DBSCAN is density-based clustering technique. It locates regions of high density that are seperated from one another by regions of low density. Density is estimated for a particular point in the data set by counting the number of points with a specified radius, Eps, of that point. [ 1 ]

The density-based approach allows us to classify a point as being three categories:

Core point: interior of a dense region.
Border point: on the edge of a dense region.
Noise point: sparsely occupied region.

Given the definition of core points, border points, and noise points, the basic DBSCAN algorithm finds the clusters with the following approach.

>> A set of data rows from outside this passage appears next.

PR #4350, opened 2019-12-09
Make hough_circle_peaks respect min_xdistance, min_ydistance

xiaoyu-wu:
## Description

Closes issue #2728 
For circles with different radius but close in distance, only keeping the one with highest peak intensity.

Using the [example code](https://gist.github.com/xiaoyu-wu/7116c5d133f01718e601365532fe03a6) in the issue, now only one circle is drawn per coin.
hough_circle_peaks

## Checklist

  existing benchmark
- [ ] Unit tests

## For reviewers

  later.

### DIFF
--- a/skimage/transform/hough_transform.py
+++ b/skimage/transform/hough_transform.py
@@ -362,6 +362,10 @@ def hough_circle_peaks(hspaces, radii, min_xdistance=1, min_ydistance=1,
             cx.append(x)
             cy.append(y)
             r.append(ra)
+    accum = np.array(accum)
+    cx = np.array(cx)
+    cy = np.array(cy)
+    r = np.array(r)
 
     if total_num_peaks != np.inf:
         tnp = total_num_peaks
--- a/skimage/transform/hough_transform.py
+++ b/skimage/transform/hough_transform.py
@@ -358,7 +358,8 @@ def hough_circle_peaks(hspaces, radii, min_xdistance=1, min_ydistance=1,
 
     # Skip searching for neighboring circles
     # if default min_xdistance and min_ydistance are used
-    if min_xdistance == 1 and min_ydistance == 1:
+    # or if no peak was detected
+    if (min_xdistance == 1 and min_ydistance == 1) or len(accum_sorted) == 0:
         return (accum_sorted[:tnp],
                 cx_sorted[:tnp],
                 cy_sorted[:tnp],
@@ -366,41 +367,56 @@ def hough_circle_peaks(hspaces, radii, min_xdistance=1, min_ydistance=1,
 
     # For circles with centers too close, only keep the one with
     # the highest peak
-    removed = np.zeros(len(accum_sorted), dtype=bool)
-    accum_kept = []
-    cx_kept = []
-    cy_kept = []
-    r_kept = []
+    should_keep = label_distant_points(
+        cx_sorted, cy_sorted, min_xdistance, min_ydistance, tnp
+    )
+    return (accum_sorted[should_keep],
+            cx_sorted[should_keep],
+            cy_sorted[should_keep],
+            r_sorted[should_keep])
+
+
+def label_distant_points(xs, ys, min_xdistance, min_ydistance, max_points):
+    """Keep points that are separated by certain distance in each dimension.
+
+    Parameters
+    ----------
+    xs : array
+        X coordinates of points.
+    ys : array
+        Y coordinates of points.
+    min_xdistance : int
+        Minimum distance separating points in the x dimension.
+    min_ydistance : int
+        Minimum distance separating points in the y dimension.
+    max_points : int
+        Max number of distant points to keep.
+
+    Returns
+    -------
+    should_keep : array of bool
+        A mask array for distant points to keep.
+    """
+    is_neighbor = np.zeros(len(xs), dtype=bool)
+    coordinates = np.stack([xs, ys], axis=1)
+    # Use a KDTree to search for neighboring points effectively
+    kd_tree = cKDTree(coordinates)
     i = 0
-
-    # Use a KDTree to search for neighboring circles effectively
-    scaled_cx_sorted = cx_sorted / float(min_xdistance)
-    scaled_cy_sorted = cy_sorted / float(min_ydistance)
-    scaled_coordinates = np.stack([scaled_cx_sorted, scaled_cy_sorted], axis=1)
-    if scaled_coordinates.size == 0:
-        # Return empty arrays early
-        # as cKDTree throws an error given zero-sized data
-        return (np.array(accum_kept), np.array(cx_kept),
-                np.array(cy_kept), np.array(r_kept))
-    kd_tree = cKDTree(scaled_coordinates)
-    while i < tnp:
-        if not removed[i]:
-            accum_kept.append(accum_sorted[i])
-            cx_kept.append(cx_sorted[i])
-            cy_kept.append(cy_sorted[i])
-            r_kept.append(r_sorted[i])
+    while i < max_points:
+        if not is_neighbor[i]:
             # Find a short list of candidates to remove
-            # by searching within a radius of sqrt(2) in scaled space
+            # by searching within a circle
             neighbors_i = kd_tree.query_ball_point(
-                (scaled_cx_sorted[i], scaled_cy_sorted[i]), np.sqrt(2)
+                (xs[i], ys[i]),
+                np.hypot(min_xdistance, min_ydistance)
             )
-            # Check distance in both dimensions and mark as removed if close
+            # Check distance in both dimensions and mark if close
             for ni in neighbors_i:
-                x_close = abs(scaled_cx_sorted[ni] - scaled_cx_sorted[i]) <= 1
-                y_close = abs(scaled_cy_sorted[ni] - scaled_cy_sorted[i]) <= 1
-                if x_close or y_close:
-                    removed[ni] = True
+                x_close = abs(xs[ni] - xs[i]) <= min_xdistance
+                y_close = abs(ys[ni] - ys[i]) <= min_ydistance
+                if (x_close or y_close) and (ni > i):
+                    is_neighbor[ni] = True
         i += 1
-
-    return (np.array(accum_kept), np.array(cx_kept),
-            np.array(cy_kept), np.array(r_kept))
+    should_keep = ~is_neighbor
+    should_keep[max_points:] = False
+    return should_keep
--- a/skimage/transform/hough_transform.py
+++ b/skimage/transform/hough_transform.py
@@ -343,9 +343,25 @@ def hough_circle_peaks(hspaces, radii, min_xdistance=1, min_ydistance=1,
     else:
         s = np.argsort(accum)
 
+    # For circles with centers too close, only keep the one with
+    # the highest peak
+    accum_sorted, cx_sorted, cy_sorted, r_sorted = \
+        accum[s][::-1], cx[s][::-1], cy[s][::-1], r[s][::-1]
+    accum = []
+    cx = []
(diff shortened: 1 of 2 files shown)


sciunto:
It's a good suggestion.

After reading the code, not tested it, I think there is a flaw. Peak's heights depend on the perimeter. So this algorithm will prefer larger circles. A dimensionless peak height should be better.

xiaoyu-wu:
> It's a good suggestion.
> 
> After reading the code, not tested it, I think there is a flaw. Peak's heights depend on the perimeter. So this algorithm will prefer larger circles. A dimensionless peak height should be better.

Thanks for pointing out. Whether larger circles are preferred is already controlled by the kwarg `normalized`. If `normalized` is set False, then originally the returned tuple are in fact sorted with larger circles first. Enforcing a dimensionless peak height will break `test_hough_circle_peaks_total_peak`. Maybe I can add more to the docstring and be explicit about the preference toggled by `normalized`?

sciunto:
I'm not sure what would be the meaning of normalized=False regarding the removed circles. (I admit that the interpretation is also unclear for the sorting feature, but at least, it is less harmful). Any comment @scikit-image/core ?

skimage/transform/hough_transform.py
```diff
@@ -343,9 +344,31 @@ def hough_circle_peaks(hspaces, radii, min_xdistance=1, min_ydistance=1,
...
 
+    # For circles with centers too close, only keep the one with
+    # the highest peak
+    accum_sorted, cx_sorted, cy_sorted, r_sorted = \
+        accum[s][::-1], cx[s][::-1], cy[s][::-1], r[s][::-1]
+    accum = []
+    cx = []
+    cy = []
+    r = []
+    for ac, x, y, ra in zip(accum_sorted, cx_sorted, cy_sorted, r_sorted):
```
emmanuelle: could we execute this piece of code only if `min/max_xdistance>1`? I guess tt can take quite a long time for a large number of circles with the two loops (I haven't tried). Or could cythonize this part. I wonder how long it takes says for a 2000x2000 image with 1000 random circles?

emmanuelle: Another option could be to use a KDTree here for the x and y coordinates (one might have to add some jitter, I don't know from the top of my head if duplicate coordinates are allowed for KDTree), and use the `query_ball_point` method (https://docs.scipy.org/doc/scipy-0.14.0/reference/generated/scipy.spatial.KDTree.query_ball_point.html#scipy.spatial.KDTree.query_ball_point) to keep a complexity of O(N) (with N the number of circles).

emmanuelle:
@sciunto, regarding normalization, I think the code is ok, what is needed is more explanations in the docstring (probably in a Notes section). Indeed, there are two ways of normalizing:
- when computing the hough transform with `hough_circle`. Since the `threshold` of `hough_circle_peaks` is the same for all radii, you will have a different result whether you had normalized the transform or not.
- and then you have the `normalize` argument for `hough_circle_peaks`, which allows you to give more or less importance to large circles when comparing circles with different radii. 

So either you normalize in the hough_transform and then there is no bias between small and large circles (with the caveat that you can detect a lot of small spurious circles), or you always have the option to normalize at the `hough_circle_peaks` stage. 

Would you agree with the above @sciunto ? I might be missing something. In any case this will require a solid paragraph in the docstring. 

And thank you @xiaoyu-wu for taking care of this!

skimage/transform/hough_transform.py
lagru: Just to quickly chime in: in case this data structure is a good fit and you decide to use it I'd recommend [cKDTree](https://docs.scipy.org/doc/scipy/reference/generated/scipy.spatial.cKDTree.html) which is the faster version written in C. I've had great experiences (speed ups) with it so far! :)

lagru: I think cKDTree supports duplicate coordinates and it will return duplicates as if queried.

sciunto:
@emmanuelle I agree, I just do not find it super-safe.

skimage/transform/hough_transform.py
xiaoyu-wu: > could we execute this piece of code only if `min/max_xdistance>1`? I guess it can take quite a long time for a large number of circles with the two loops (I haven't tried). Or could cythonize this part. 

it is definitely helpful to skip picking when default values are used. and i agree that the two nested loops can led to O(N^2) complexity (N = number of peaks) and that this part of code should be optimized.

xiaoyu-wu: > Another option could be to use a KDTree here for the x and y coordinates ...

I have tried using a cKDTree as suggested by @lagru and I believe the code now has better performance.
 
One subtile difference is that `query_ball_point` might still keep circles which centers are close in one dimension but far enough than specified distance in 2d plane. For example, two circles A, B with center (0, 0), (10, 10) should be considered close if min distance is 10 in both x and y directions. However, B will not be returned if we search A's neighbors within a distance of 10, i.e. sqrt(2) > 1.

emmanuelle:
@sciunto I agree but I still think that the proposed behaviour is better than the existing one. So let's add explanations and see how it goes...

skimage/transform/hough_transform.py
emmanuelle: Oh you're right. We really made our life more complicated with having two parameters for the distances along `x` and `y`, but ok why not. One could still use the cKDTree with the largest distance times sqrt(2), and then test if the KDE neighbours should be eliminated or not.

jni: > with the largest distance times sqrt(2)

or np.hypot(dx, dy)? =)

xiaoyu-wu: In my latest change, I scaled in both x and y dimension so we don't get an unnecessarily long list of neighbors.

xiaoyu-wu:
Can someone help with the failing CI? It says "The job exceeded the maximum time limit for jobs, and has been terminated." I have no clue why. Doesn't seem to be related with my changes.

jni:
Sometimes the builds hang. I've restarted it. Thank you!

skimage/transform/hough_transform.py
```diff
@@ -315,6 +317,12 @@ def hough_circle_peaks(hspaces, radii, min_xdistance=1, min_ydistance=1,
     >>> img[x, y] = 1
     >>> hspaces = transform.hough_circle(img, radius)
     >>> accum, cx, cy, rad = hough_circle_peaks(hspaces, [radius,])
+
+    Notes
+    -----
+    Circles with bigger radius have higher peaks in Hough space. If larger
+    circles are preferred over smaller ones, `normalize` should be False.
+    Otherwise, circles will be returned in the order of decreasing perfectness.
```
emmanuelle: I'm not a huge fan of "perfectness" here. How about "voting number" (this is the terminology used in https://en.wikipedia.org/wiki/Circle_Hough_Transform).

skimage/transform/hough_transform.py
```diff
@@ -342,10 +350,56 @@ def hough_circle_peaks(hspaces, radii, min_xdistance=1, min_ydistance=1,
...
+        return (np.array(accum_kept), np.array(cx_kept),
+                np.array(cy_kept), np.array(r_kept))
+    kd_tree = cKDTree(scaled_coordinates)
+    while i < tnp:
+        if not removed[i]:
+            accum_kept.append(accum_sorted[i])
+            cx_kept.append(cx_sorted[i])
+            cy_kept.append(cy_sorted[i])
+            r_kept.append(r_sorted[i])
+            # Find a shrot list of candidates to remove
```
emmanuelle: short

skimage/transform/hough_transform.py
xiaoyu-wu: agreed and changed.

skimage/transform/hough_transform.py
xiaoyu-wu: thanks for catching that.

xiaoyu-wu:
@jni Can you please restart CI?

skimage/transform/hough_transform.py
```diff
@@ -342,10 +351,56 @@ def hough_circle_peaks(hspaces, radii, min_xdistance=1, min_ydistance=1,
...
+            neighbors_i = kd_tree.query_ball_point(
+                (scaled_cx_sorted[i], scaled_cy_sorted[i]), np.sqrt(2)
+            )
+            # Check distance in both dimensions and mark as removed if close
+            for ni in neighbors_i:
+                x_close = abs(scaled_cx_sorted[ni] - scaled_cx_sorted[i]) <= 1
+                y_close = abs(scaled_cy_sorted[ni] - scaled_cy_sorted[i]) <= 1
+                if x_close or y_close:
+                    removed[ni] = True
+        i += 1
```
jni: For this section, I would:

- use a for-loop instead of a while-loop. `for i in range(tnp):`
- not scale, but rather use `np.hypot(min_xdistance, min_ydistance)` for the ball tree radius, and compare the distance to `min_xdistance` and `min_ydistance` instead of 1. This removes some additional variables, and makes reasoning about the code more local.
- not create lists, but rather, use `removed` at the very end to subset the arrays with boolean masks when returning.

@xiaoyu-wu would you be happy to make these modifications? If you don't have time, I would be happy to take over for you if needed.

jni: I would also make this whole chunk a separate function that we call out to, to keep the hough_peaks code itself shorter and more readable.

xiaoyu-wu:
No problem. I can address your comments in this PR.

skimage/transform/hough_transform.py
xiaoyu-wu: > use a for-loop instead of a while-loop. `for i in range(tnp):`

Here the while loop is used to stop the iteration early once the number of distant circles reach max numbers to keep. The number of iteration is unknown, which needs a while loop.

xiaoyu-wu: > not scale, but rather use np.hypot(min_xdistance, min_ydistance) for the ball tree radius, and compare the distance to min_xdistance and min_ydistance instead of 1. This removes some additional variables, and makes reasoning about the code more local.

I agree that the code is easier to read this way. There is one potential pitfall when `min_xdistance` and `min_ydistance` differ largely. Each time the list returned by `query_ball_point` can include too many unnecessary candidates. But I understand it might be a very rare case.

> not create lists, but rather, use removed at the very end to subset the arrays with boolean masks when returning.

Agreed and changed as suggested.

jni: @xiaoyu-wu I don't understand: `i` starts at 0, is incremented by 1 each time, and is checked against a maximum value. There are no other increments of i and there is no `break` anywhere? Right now you have:

```python
i = 0
while i < max_points:
    # bunch of code that does not modify i
    i += 1
```

This is exactly equivalent to:

```python
for i in range(max_points):
    # bunch of code that does not modify i
```

... Or am I missing something?

xiaoyu-wu: @jni you are right. it was a bug. It could return circles less than specified `total_num_peaks`. It wasn't caught in test because `total_num_peaks` was tested with value 1. I fixed the bug (and now using a for loop) and added another regression test.

jni: 🙏 !

xiaoyu-wu: @jni  With the latest change, I think I have addressed all your comments and the PR is ready for a final round of review. (CI needs to be restarted.)

jni:
Thank you for your contribution and for your patience iterating with us, @xiaoyu-wu! 🎉

xiaoyu-wu:
@jni @emmanuelle @sciunto @lagru Thank you all for your feedback. I learned a lot in this PR.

Add two core points that are close enough, that is within a distance Eps of one another, are put in the same cluster. Likewise, any border point that is close enough to a core point is put in the same cluster as the core point. Noise points are discarded. The formal sudo code of DBSCAN algorithm is as below.[ 1 ]

   
   
Basic DBSCAN algorithm
step 1: lable all pints as core, border, or noise points.
step 2: eliminate noise points.
step 3: put an edge between all core points that are within Eps of each other.
step 4: make each group of connected core points into a separate cluster.
step 5: assign each border point to one of the clusters of its associated core points.

References

[1] Introduction to Data Mining, Pang-Ning Tan, Michael Steinbach, Vipin Kumar, Published by Addison Wesley.

[2] Programming Collective Intelligence, Toby Segaran, First Edition, Published by O’ Reilly Media, Inc.